**About this task**.
Copy out, precisely as given, the lines from the line with "CMake support for" to the end of the entries that follow.
-------- Available data --------
PR #386, opened 2025-08-26
bump cmake min required version

iboB:
CMake support for versions <3.10 is deprecated and to be removed soon. Configuring fftw3 with the current min version leads to lengthy CMake warnings which clog the configure log.

### DIFF
--- a/CMakeLists.txt
+++ b/CMakeLists.txt
@@ -1,4 +1,4 @@
-cmake_minimum_required (VERSION 3.0)
+cmake_minimum_required (VERSION 3.10)
 
 if (NOT DEFINED CMAKE_BUILD_TYPE)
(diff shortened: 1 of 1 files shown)


egpbos:
Alternative would be to change to a more explicit range of compatible versions: `cmake_minimum_required (VERSION 3.0...4.0)`. This would have the benefit of also fixing https://github.com/FFTW/fftw3/issues/381 which means one can again build with CMake 4 (which currently doesn't work).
--------
**Response box**.
CMake support for versions <3.10 is deprecated and to be removed soon. Configuring fftw3 with the current min version leads to lengthy CMake warnings which clog the configure log.

### DIFF
--- a/CMakeLists.txt
+++ b/CMakeLists.txt
@@ -1,4 +1,4 @@
-cmake_minimum_required (VERSION 3.0)
+cmake_minimum_required (VERSION 3.10)
 
 if (NOT DEFINED CMAKE_BUILD_TYPE)
(diff shortened: 1 of 1 files shown)


egpbos:
Alternative would be to change to a more explicit range of compatible versions: `cmake_minimum_required (VERSION 3.0...4.0)`. This would have the benefit of also fixing https://github.com/FFTW/fftw3/issues/381 which means one can again build with CMake 4 (which currently doesn't work).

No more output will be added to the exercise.